One issue regarding through service is that Echizen Railway train cars are 2.8 meters wide, wider than cars used by Fukui Railway. As a result, Echizen Railway trains on Fukubu Line double-tracked sections do not have the necessary 40 centimeter clearance, requiring Echizen Railway to acquire a new, 3-car set for through service use.

The cost of the project is estimated at several billion yen, and funding sources have not been specified. As it is unclear whether usage will increase from through running, participants in the prefecture's study group worry that costs will outpace any increase in revenue.

In March 2016 through operation started between Echizen and Fukui Railways started using Echizen L series and Fukui F1000 series low floor LRVs that are compatible with both networks, becoming Japan's first modern tram-train system.

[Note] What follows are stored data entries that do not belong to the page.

PR #168, opened 2025-09-15
Use numpy.rng instead of std random for ttc calcs, update tests

mrkickling:


sandorstormen:
What's the thinking behind this? Is numpy faster or something?

PR #178, opened 2025-09-19
Add initial solution with ttc values as attacker rewards

mrkickling:


sandorstormen:
Can I set `ttc_values_as_attacker_penalty` to `True` and still select how TTC values are sampled?

mrkickling:
No, an attacker agent is not penalized with 1 point per step it takes, and never was. It is not penalized at all as it is now.

mrkickling:
How should we move forward with this in your opinion?

sandorstormen:
Give me some time and I can implement it.

PR #189, opened 2025-09-29
Full name support

mrkickling:


kasanari:
Would these changes also apply to the configurations dicts for FPR and so on:
```
observability_per_node: Optional[dict[AttackGraphNode, bool]] = None,
actionability_per_node: Optional[dict[AttackGraphNode, bool]] = None,
false_positive_rates: Optional[dict[AttackGraphNode, float]] = None,
false_negative_rates: Optional[dict[AttackGraphNode, float]] = None,
```
they currently seem to be only using the node object.

mrkickling:
No, but that might be a good idea

mrkickling:
Now it is possible

PR #208, opened 2025-10-14
Ttcs per attacker agent

mrkickling:
Make it possible to give attacker agents specific TTCs.
So each attacker could set TTCs for attack steps per asset type or asset name.

Reasoning:
- Some attackers might be better at certain attacks
- Could mimic certain threat actors with certain strengths

In progress, trying to figure out how we want users to set ttcs in scenario (strings, dicts..)


mrkickling:
This one needs rebasing and to be added into the new scenario functionality. Will do.

PR #219, opened 2025-10-22
Stricter Type Checking for TTCMode

sandorstormen:


malsim/mal_simulator.py
```diff
@@ -174,6 +174,14 @@ def infinity_ttc_attack_step_unviable(self) -> None:
             "'run_attack_step_bernoullis'"
         )
 
+    def __post_init__(self) -> None:
```
mrkickling: You want to be able to give the ttc mode as a string?

PR #220, opened 2025-10-23
Graphical Gym Interface with Language Serialization

sandorstormen:
Implementation of a new Gym-like interface for the simulator. The observation is now a graph-object which includes different MAL constructs.

- Attack Steps
- Assets
- Association
- Logic Gates (Optional)
  - The logic gates are node-representations of `AND` and `OR` operations for attack steps.

Lang graph representation of the `MalObsInstance`:
GraphicalGymInterface drawio

Each construct has some associated attributes.
- Attack Steps
  - Type: Attack step name (the Type of asset can also be included here)
  - ID: Node id
  - Class: The logic class $\in [\texttt{AND}, \texttt{OR}, \texttt{DEFENSE}, \texttt{Exists}, \texttt{notExists}]$
  - Tag: The @-tag of the step
  - Compromised: Whether the step is compromised
  - Traversable: Weather the step is traverable
  - Number of Attempts: Number of times this attack step has been attempted
- Assets
  - Type: Asset name
  - ID: Asset id
- Association
  - Type: Association name (The types of associations can optionally be included here.)
- Logic Gates
  - ID: The ID of the attack step, for which the class the logic gate represents. 
  - Type: `AND` or `OR`

### DIFF
--- a/malsim/envs/graph/mal_spaces.py
+++ b/malsim/envs/graph/mal_spaces.py
@@ -9,12 +9,12 @@ from .serialization import LangSerializer
 from malsim.mal_simulator import MalSimulator
 
 
-class Asset(NamedTuple):
-    """An asset in the attack graph.
+class Assets(NamedTuple):
+    """Assets in the attack graph.
 
     Attributes:
-        type: The type of the asset (AssetType).
-        id: The ID of the asset in the model.
+        type: The type of the assets (AssetType).
+        id: The IDs of the assets in the model.
         action_mask: Whether there is any step connected to the asset which can be
             performed (i.e. step.action_mask == True).
 
@@ -25,19 +25,19 @@ class Asset(NamedTuple):
     action_mask: NDArray[np.bool_]
 
 
-class Step(NamedTuple):
-    """A node in the attack graph.
+class Steps(NamedTuple):
+    """Steps in the attack graph.
 
     Attributes:
-        type: The type of the step (AssetType, AttackStepName) or (AttackStepName,).
-        id: The ID of the step in the attack graph.
+        type: The type of the steps (AssetType, AttackStepName) or (AttackStepName,).
+        id: The IDs of the steps in the attack graph.
         logic_class: One of {'and', 'or', 'defense', 'exist', 'notExist'}.
-        tags: The first @-tag of the step.
-        compromised: Whether the step is observed as compromised.
-        observable: Whether the step can be observed to be compromised.
-        attempts: The number of times the step has been performed.
+        tags: The first @-tags of the steps.
+        compromised: Whether the steps are observed as compromised.
+        observable: Whether the steps can be observed to be compromised.
+        attempts: The number of times the steps have been performed.
             Only relevant for the attacker.
-        action_mask: Whether the step can be performed.
+        action_mask: Whether the steps can be performed.
     """
 
     type: NDArray[np.int64]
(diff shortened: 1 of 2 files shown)


malsim/envs/serialization.py
```diff
@@ -0,0 +1,68 @@
...
+        """
+        self._lang = lang
+        self.split_assoc_types = split_assoc_types
+        self.split_attack_step_types = split_attack_step_types
+
+        # TODO: Remove abstract classes?
+        self.asset_type: dict[str, int] = {
+            asset_type: i for i, asset_type in enumerate(sorted(self._lang.assets.keys()))
+        }
+        self.association_type: dict[str, dict[str, dict[str, int]]] | dict[str, int] = {}
```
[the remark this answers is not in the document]
mrkickling: okay, so if you 'split_assoc_types' then it will be str to dict, otherwise str to int..

malsim/envs/serialization.py
```diff
@@ -0,0 +1,68 @@
...
+        Args:
+            lang: LanguageGraph to serialize
+            split_assoc_types: If True, split association types into separate types for each asset type
+        """
+        self._lang = lang
+        self.split_assoc_types = split_assoc_types
+        self.split_attack_step_types = split_attack_step_types
+
+        # TODO: Remove abstract classes?
+        self.asset_type: dict[str, int] = {
```
mrkickling: asset_type_to_idx instead perhaps?

mrkickling: asset_type_idx then? I will not fight for it more if you disagree but I think it would be easier to understand

malsim/envs/graph/serialization.py
```diff
@@ -0,0 +1,96 @@
...
+        # LanguageGraphAssociationField attributes minimum and maximum
+
+        all_attack_steps = sorted([
+            attack_step for asset in self._lang.assets.values()
+            for attack_step in asset.attack_steps.values()
+        ], key=lambda x: x.name)
+
+        # NOTE: This looks odd, but the attack step name is the type of the action
+        self.attack_step_type: dict[tuple[str, ...], int] = {}
+        if split_attack_step_types:
```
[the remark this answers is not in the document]
sandorstormen: It's not really an unholy variable. It's just an option to have Vejde-style types (AssetType.StepName) or to have semantic types (StepName). Without splitting the attack step types, you can still know about their relation to the asset type by their relation to the assets.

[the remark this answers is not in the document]
kasanari: This is what the [`unholy` variable used to control](https://github.com/mal-lang/mal-simulator/commit/1b7058006ddced4d260ab61468b71f8df07d5733), before it was removed.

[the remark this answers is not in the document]
sandorstormen: Aha, then I have misunderstood the concept of `unholy`.

My thinking is just that a step that is named `fullAccess`, for example, will function similarly if it's applied to `Hardware` or `Application`. If that is not the case with the language of generalization, you set `split_attack_step_types=True`.

malsim/envs/graph/README.md
```diff
@@ -0,0 +1,174 @@
...
+
+### Action Spaces
+
+The interface supports multiple action space representations:
+
+#### Step-Based Action Spaces
+
+- **`MALObsAttackStepSpace`**: Discrete space over actionable attack steps (AND/OR nodes)
+  - Actions are indices into the sorted list of actionable attack steps
+  - Assumes all `and`/`or` steps have lower indicies than `defense`/`exist`/`notExist`
```
mrkickling: is this an assumption on the simulator/toolbox or on the MalObsInstance?

malsim/envs/graph/README.md
```diff
@@ -0,0 +1,174 @@
...
+
+- **`MALObs`**: Base observation space
+- **`MALAttackerObs`**: Attacker observation space (requires `attempts` field)
+- **`MALDefenderObs`**: Defender observation space (must NOT have `attempts` field)
+
+### Environment Types
+
+#### Single-Agent Environments
+
+- **`MalSimAttackerGraph`**: Single-agent attacker environment
```
mrkickling: MalSimAttackerGraph sounds like a graph, but it is actually an env, right? AttackerGraphEnv + DefenderGraphEnv?

malsim/envs/graph/graph_env.py
```diff
@@ -0,0 +1,329 @@
...
+    ) -> tuple[MALObsInstance, dict[str, Any]]:
+        super().reset(seed=seed, options=options)
+        obs, info = self.multi_env.reset(seed=seed, options=options)
+        return obs[self.agent_name], info[self.agent_name]
+
+    def step(
+        self, action: np.int64
+    ) -> tuple[MALObsInstance, SupportsFloat, bool, bool, dict[str, Any]]:
+        obs, reward, terminated, truncated, info = self.multi_env.step(
+            {self.agent_name: action}
```
mrkickling: No opponents?

malsim/envs/graph/README.md
mrkickling: Yes, that is better, I would be fine with AttackerGraphEnv as well, but maybe it feels to general for you.

PR #225, opened 2025-10-26
Add penalties for attacker

sandorstormen:
Uses TTC value as a cost for the attacker. When TTC is disabled, TTC value is either sampled or the expectation is taken. When TTC is enabled, the cost is proportional to the amount of failed steps.

### DIFF
--- a/malsim/mal_simulator.py
+++ b/malsim/mal_simulator.py
@@ -1104,11 +1104,11 @@ class MalSimulator():
             # If TTC Mode is disabled but reward mode uses TTCs, penalize attacker with TTCs
             for node in attacker_state.step_performed_nodes:
                 if self.sim_settings.attacker_reward_mode == RewardMode.EXPECTED_TTC:
-                    step_reward -= ttc_value_from_node(node, ProbCalculationMethod.EXPECTED, self.rng)
+                    step_reward -= ttc_value_from_node(node, ProbCalculationMethod.EXPECTED, self.rng) if node.ttc else 0
                 elif self.sim_settings.attacker_reward_mode == RewardMode.SAMPLE_TTC:
-                    step_reward -= ttc_value_from_node(node, ProbCalculationMethod.SAMPLE, self.rng)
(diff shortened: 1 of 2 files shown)


malsim/mal_simulator.py
```diff
@@ -1095,6 +1097,18 @@ def _attacker_step_reward(
             for n in attacker_state.step_performed_nodes
         )
 
+        if self.sim_settings.ttc_mode in (TTCMode.EFFORT_BASED_PER_STEP_SAMPLE, TTCMode.PER_STEP_SAMPLE, TTCMode.EXPECTED_VALUE, TTCMode.PRE_SAMPLE):
```
mrkickling: We don't check this in ruff, but I think this line is too long.
Suggestions:

```python

        non_disabled_ttc_modes = (
            TTCMode.EFFORT_BASED_PER_STEP_SAMPLE,
            TTCMode.PER_STEP_SAMPLE,
            TTCMode.EXPECTED_VALUE,
            TTCMode.PRE_SAMPLE
        )
        if self.sim_settings.ttc_mode in non_disabled_ttc_modes:
            step_reward -= len(attacker_state.step_attempted_nodes)
        elif self.sim_settings.ttc_mode == TTCMode.DISABLED:
            for node in attacker_state.step_attempted_nodes:
                if self.sim_settings.attacker_reward_mode == RewardMode.EXPECTED_TTC:
                    step_reward -= ttc_value_from_node(
                        node, ProbCalculationMethod.EXPECTED, self.rng
                    )
                elif self.sim_settings.attacker_reward_mode == RewardMode.SAMPLE_TTC:
                    step_reward -= ttc_value_from_node(
                        node, ProbCalculationMethod.SAMPLE, self.rng
                    )
                else:
                    raise ValueError(
                        f"Invalid RewardMode when TTC mode is DISABLED: {reward_mode}"
                    )


```

Or you could just do `if self.sim_settings.ttc_mode != TTCMode.DISABLED` since that seems to be what we are interested in here.

PR #231, opened 2025-10-29
ref: shorter lines and tuple keys instead of dicts in serialization

mrkickling:
- Store split assocations/attack steps with tuples as keys maping to idx instead of layered dicts
- Shorter lines in code base, split up lines where possible


sandorstormen (approved):
LGTM

Maybe change the comment to be explicit about the left/right asset type having index 2 and 3, resp. in the tuple.

PR #235, opened 2025-10-30
feat: Use actionability to limit agent action surfaces

mrkickling:
This was previously just implemented in Jakobs interface, but it makes sense that the result of being actionable/non actionable is to be or not to be in the action surface of any agent.

Note:
The annoying thing with actionability is that you would have to make every single type of node actionable except for one if you want to make one node non-actionable.

Actionability is also not set by agent type, so you would need to add actionability for both defense and attack steps even though you are just working from defender or attacker perspective and want the other type of agent to have full actionability.

This makes actionability kind of shitty. Any ideas?

### DIFF
--- a/malsim/mal_simulator.py
+++ b/malsim/mal_simulator.py
@@ -628,9 +628,7 @@ class MalSimulator:
                     and not self.node_is_necessary(child)
                 ):
                     continue
-                if (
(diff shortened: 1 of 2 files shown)


sandorstormen (approved):
LGTM

PR #236, opened 2025-10-30
feat: Add option to not compromise entry points initially

mrkickling:


kasanari (approved):
The option works as a temp solution, but as mentioned in the original issue I think allowing the initial state to be set is the cleaner solution in the long run. 

I think there is already some danger in the state-creation logic being separated between _create and _update, so adding additional differences is making me a bit uneasy.

PR #239, opened 2025-11-10
feat: Add Order of Performed Nodes

sandorstormen:
Changes `performed_nodes` to immutable ordered sequence.


kasanari:
Would adding temporal info (e.g. timestep or similar) to the compromised attack steps not be a more general solution, in case the order or temporal location of the events are of interest?

mrkickling (commented):
Looks good. Only problem I have is that the method `node_is_compromised` will go from finding a node in a set to finding a node in a tuple which means much worse performance. That function is not used internally so it doesn't affect performance in the simulator, but it could be used every step by some of the wrappers/interfaces.

PR #771, opened 2016-07-26
Seo editor improvements

ThomasKeil:
Fixes and improvements:

-  `seopanelTreeRootAction()` now produces the same results for the root document as for the other documents.
- The SeoPanel now shows the reason for it's warnings as a tooltip.
- The edit panel now updates the amount of characters on typing.
- Editing the root document now updates it's data in the grid.


brusch:
Thanks!

PR #774, opened 2016-07-27
Bugfix: Inputfield for traits was missing

ThomasKeil:
The input field for traits in the new Extjs6 surface of class definitions was gone missing.
This fix adds it again.


ThomasKeil:
The second time I add this feature to pimcore ;-)

brusch:
Thanks & Sorry :-)

PR #775, opened 2016-07-29
Moved preAction event after actionData is set

cleggypdc:
Allows the actionData to be accessed in the preAction event.


fashxp:
thank you very much...

PR #776, opened 2016-07-29
Moved setElementState/Status

cleggypdc:
Since moving the state / status out of the fields within a classdefinition, State/Status should be saved after the object version was saved, allowing the workflowmanagement.action.before event and object saving to prevent the transition.


fashxp:
thank you very much.

PR #785, opened 2016-08-02
docs: Fix for example code in "Accessing Classification Store through code"

podarcis:
Minor documentation fix for Classification store example code.


mrudnicki:
thanks

PR #790, opened 2016-08-05
Update AbstractObject.php

mkoprek:
Model from cache are passing by reference it cause problems when you need to use same model twice.

Anyway each model should be separated from others.

### DIFF
--- a/pimcore/models/Object/AbstractObject.php
+++ b/pimcore/models/Object/AbstractObject.php
@@ -236,7 +236,8 @@ class AbstractObject extends Model\Element\AbstractElement
         $cacheKey = "object_" . $id;
 
         try {
-            $object = \Zend_Registry::get($cacheKey);
+            // we need to have new instance of model, in other case it will be a reference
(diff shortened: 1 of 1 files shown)


brusch:
Well, not really, ... that depends on the use case ...

mkoprek:
I'm using object.preUpdate event. I want to compare changes from request with my clean model values. Unfortunately all values from new instance of model are overwritten by pimcore/pimcore/modules/admin/controllers/ObjectController.php:1009, a cause of reference. So there is no any option to see original values, only pure SQL.

Models should represent really data structure in this case that is not possible.

mrudnicki:
@mkoprek if you wanted to see original data, a better solution would be to add some parameter like "originalData" (We will be very happy to see a pull request :) ) or just clone the object by yourself in the code. 
Every change in base classes could cause unpredictable issues, this is the reason why we have to be cautious in every pull request related to crucial elements of the Pimcore core.

PR #793, opened 2016-08-09
Update AbstractObject.php

mkoprek:
Better solution for problem with multiple instances of one model.


brusch:
Probably a different method for obtaining the object is a better approach then adding an argument, but we'll discuss this internally first. If we'd add this parameter it would also necessary do do the same consistently across all models (Asset, Document, ClassDefinition, Staticroute, ...).  
Will keep you updated!

PR #801, opened 2016-08-11
fix webservice import for object-bricks without corresponding class

dpfaffenbauer:
#### Fixes 
Webservice Import for Object-Bricks when corresponding class has not been created yet. This happens when a Class has a brickfield but no Objectbricks are configured for it.


brusch:
Thanks!

PR #806, opened 2016-08-16
Removed duplicate code for determining inheritable parent object

podarcis:
This change removed duplicate code for determining whether an object has an inheritable parent object.

I noticed this duplication while trying to override `Object\Concrete::getNextParentForInheritance()` but having not the desired effect as `Object\Service::hasInheritableParentObject()` implemented it again.


brusch:
Thanks!

PR #808, opened 2016-08-17
legacy class name fixes

dpfaffenbauer:
Just some minor legacy classname fixes, but should also be done ;)


weisswurstkanone:
thx

PR #811, opened 2016-08-18
check instanceof type of quantity value

dpfaffenbauer:
Fixes an issue where the type of $this->getUnit() is a string, but its expecting to be Unit.


brusch:
Thanks!

PR #4046, opened 2019-03-08
[Custom Reports] Add openUrl as row action

### LINKED ISSUE #4045: [Custom Reports] Add openUrl as row action
Use the column value als url and open it in a new window

image

datom:
resolves #4045


brusch:
Thanks!

PR #4048, opened 2019-03-08
Quoting User Roles to not cause a SQL Query error

MercuryKojo:
User roles can be string (role_hierarchy settings in yml) and would cause a SQL Query Error


MercuryKojo:
Sorry just found the real reason for the problem, please ignore!

PR #4052, opened 2019-03-11
[workflow] email notifications: set correct translator locale

markus-moser:
Currently the translator locale does not work correctly


fashxp:
thx

PR #4055, opened 2019-03-11
do not output useless language hint for field collections

markus-moser:
The language output does not make any sense here.


brusch:
Thanks!

PR #4059, opened 2019-03-12
[Routing] Defaults by Symfony Config

blankse:
We want use the constants to set a default bundle, controller and view. In the moment it is not possible.


dpfaffenbauer:
Please don't introduce anymore constants, use Container Parameters instead, you can fill them with constant values or env vars.

blankse:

As at July 2024, the current timetable for the through service is an hourly service between approximately 10am and 6pm, 7 days per week, from Takefu-Shin to Washizuka-Haribara and return. It operates as a local service, serving all stations and diverting via Fukui-Ekimae in both directions (services do not stop at Nakatsuno on the Mikuni Awara Line because there is no low-floor platform at this station). In addition there are two morning local trips from Takefu-Shin arriving at Tawaramarchi around 8am which continue one stop onto the Mikuni Awara Line to terminate at Fukudai-mae Nishi-Fukui then return as a local service to Takefu-Shin - these trips do not divert via Fukui-Ekimae in either direction.

==History==
- August 1, 1945: Fukubu Electric Railway merges with Seiho Electric Railway to form Fukui Railway.
- August 1948: Fukui Railway acquires Chūbu Noriai Jidōsha.
- December 1953: Fukui Railway acquires Tsuruga Noriai.
- September 1960: Fukui Railway acquires Mikata Kōtsū.
- September 1963: 33.36% of Fukui Railway acquired by Nagoya Railway (Meitetsu Group).
- September 29, 1973: Seiho Line abolished.
- April 1, 1981: Nan'etsu Line abolished.
- July 20, 1988: Highway bus service between Fukui and Nagoya begins.
- December 1988: Bus location system introduced.
- May 2, 1989: Overnight highway bus service between Fukui and Tokyo begins.
- October 1990: Highway bus service between Fukui and Namba, Osaka begins.
- April 1993: Highway bus service between Fukui and Namba, Osaka halted.
- September 2003: Highway bus service between Obama and Osaka begins.
- November 1, 2006: Daytime highway bus service between Fukui and Tokyo begins.
- December 22, 2007: Daytime highway bus service between Fukui and Osaka (Umeda) begins.
- December 29, 2008: Nagoya Railroad transfers its 33.36% share of Fukui Railway to local municipalities, ending all capital ties with the company.
- February 24, 2009: The company's "Railway Business Restructuring Plan" is approved by the central government, paving the way for financial assistance from municipalities and the national government.
- March 2016: Through train service between Echizen Railway.
- February 25, 2023: The station name for the southern terminus of the Fukubu Line was changed from Echizen-Takefu to Takefu-Shin, due to the name "Echizen-Takefu" being used for the new nearby station on the Hokuriku Shinkansen extension to Tsuruga.